_Exercise brief:_
In the entries below, filter for the word "there" and copy every matching line.

*** Supplied material ***

Issue #467, opened 2022-12-05
Address failing tests of R/Jupyter notebooks


khaeru:
Tests of both R tutorial notebooks fail with nbclient.exceptions.CellTimeoutError, e.g. [here](https://github.com/iiasa/ixmp/actions/runs/3599025742/jobs/6069575193#step:14:1676).

This occurs on all jobs that run on ubuntu-latest GitHub Actions runners, but not on Windows or macOS.

Possible responses include:
- Adjust the timeout time.
- Temporarily or permanently skip or xfail the tests.

PR #543, opened 2024-09-11
Make tests robust and independent

glatterf42:
This is a continuation from #521 that puts the branch in the upstream repo rather than my fork to enable windows test runners to access the `GAMS_LICENSE` secret. Please see the original PR for a detailed description, to-dos, etc.

## PR checklist

- ~[ ] Add, expand, or update documentation.~ Just CI tests.
- ~[ ] Update release notes.~ Just CI tests.


glatterf42:
I'm just noticing: the windows tests consume much more time than all others. This is not specific to this PR; it was true also for recent dependabot PRs. Not sure if that is worth investigating, definitely not high in priority, I'm afraid.

glatterf42:
I'm rerunning these tests a few times now to see if any flakiness comes up. If it doesn't, I'm happy with the current state of the PR. Just to be sure: my current solution for the flakiness of the tutorial tests is to run these tests on the same worker, which might run counter to our desire to distribute the runs using `pytest-xdist`. However, the tutorial suite in ixmp is small enough so that this doesn't worry me. Most test on recent Python versions still finish in ~3 minutes, which I think is fine.

glatterf42:
The second rerun already revealed something interesting: On windows-py3.10, both of the first tutorial tests timed out when trying to reach the `platform`, but the second ones where happy to start. Unfortunately, for the R tutorials, the first test is required as the second tutorial requires the scenario from the first tutorial to be available. I have now introduced the `pytest-dependency` plugin to skip the second tutorial if the first one failed, but this still doesn't explain why the cells couldn't connect to the platform in the first place.

glatterf42:
https://github.com/iiasa/ixmp/issues/467 is also still open, despite there being a workaround in our code base: the tutorial tests are skipped on ubuntu because they're taking too long. Not sure if we need to keep this issue open, I'm not working on running the tutorials on ubuntu with this PR. We could still use it as a tracking issue if we want to remove the `skip`s one day.

glatterf42:
We discussed `test_del_ts` extensively in #521. 
I'm now choosing to not dive deep into this or the tutorial-related failures since they may well be due to very specific technological details that are not relevant anymore once we transition to ixmp4. As far as I know, ixmp4 is currently only tests on ubuntu, but doesn't contain a single flaky test (despite having ~90% coverage). So for now, I think our best course of action is to mark these tests as flaky (rerunning them when they are failing) and migrating to ixmp4 as soon as we can.
I'd not take the same approach with message_ix or message-ix-models, which won't be replaced in the future as far as I can tell.

glatterf42:
I have rerun the tests now four times and did not observe any flaky behaviour, not even reruns due to flakiness. One time, the `setup-graphviz` action failed due to the backend server being overloaded, but there's not a lot we can do about that in this PR.
I did notice, though, that consistently this happens: `XPASS ixmp/tests/backend/test_jdbc.py::test_del_ts` - https://github.com/iiasa/ixmp/issues/463
This test got excluded for all Python versions <= 3.10 because of an incompatibility with jpype 1.4.1 and Python 1.5.0, which does not seem to persist with pandas > 2.x. I'll remove the `xfail` mark for this and see what happens.

ixmp/tests/test_tutorials.py
```diff
@@ -7,53 +7,73 @@
 
 from ixmp.testing import get_cell_output, run_notebook
 
+group_base_name = platform.system() + platform.python_version()
+
+GHA = "GITHUB_ACTIONS" in os.environ
```
khaeru, line 12: Typically we'd define this in `ixmp.testing`. If it's only used here for now, fine to leave it; but if it's to be re-used, we can move it there.

ixmp/tests/test_tutorials.py
```diff
@@ -7,53 +7,73 @@
...
+    reason="Flaky; see iiasa/ixmp#543",
 )
 
 
+def default_args():
+    """Default arguments for :func:`.run_notebook."""
+    if GHA:
+        # Use a longer timeout
+        return dict(timeout=30)
+    else:
```
khaeru, line 28: Could add `else: # pragma: no cover` or collapse the whole function to a one-liner.

khaeru: Also, the way this function is used makes it seem like it could be a fixture. No?

khaeru (approved):
Thanks for the thorough effort here.

Some comments inline, and I pushed one commit to satisfy mypy in .testing.data. Also:

- R_transport_scenario.ipynb appears to have added cell metadata that are editor-specific. I'd prefer we not commit these unless they are needed for a specific reason.

Aside from those items, good to go.

PR #551, opened 2024-11-28
Pin fastjsonschema for all pythons

glatterf42:
For now, this is just an attempt to fix today's test failure. fastjsonschema changing from v2.20.0 to 2.21.0 was the only difference I could find to yesterday's successful run, though I'm not convinced this is the culprit.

*** End of Supplied material ***

_Worked solution:_
https://github.com/iiasa/ixmp/issues/467 is also still open, despite there being a workaround in our code base: the tutorial tests are skipped on ubuntu because they're taking too long. Not sure if we need to keep this issue open, I'm not working on running the tutorials on ubuntu with this PR. We could still use it as a tracking issue if we want to remove the `skip`s one day.
I have rerun the tests now four times and did not observe any flaky behaviour, not even reruns due to flakiness. One time, the `setup-graphviz` action failed due to the backend server being overloaded, but there's not a lot we can do about that in this PR.
khaeru, line 12: Typically we'd define this in `ixmp.testing`. If it's only used here for now, fine to leave it; but if it's to be re-used, we can move it there.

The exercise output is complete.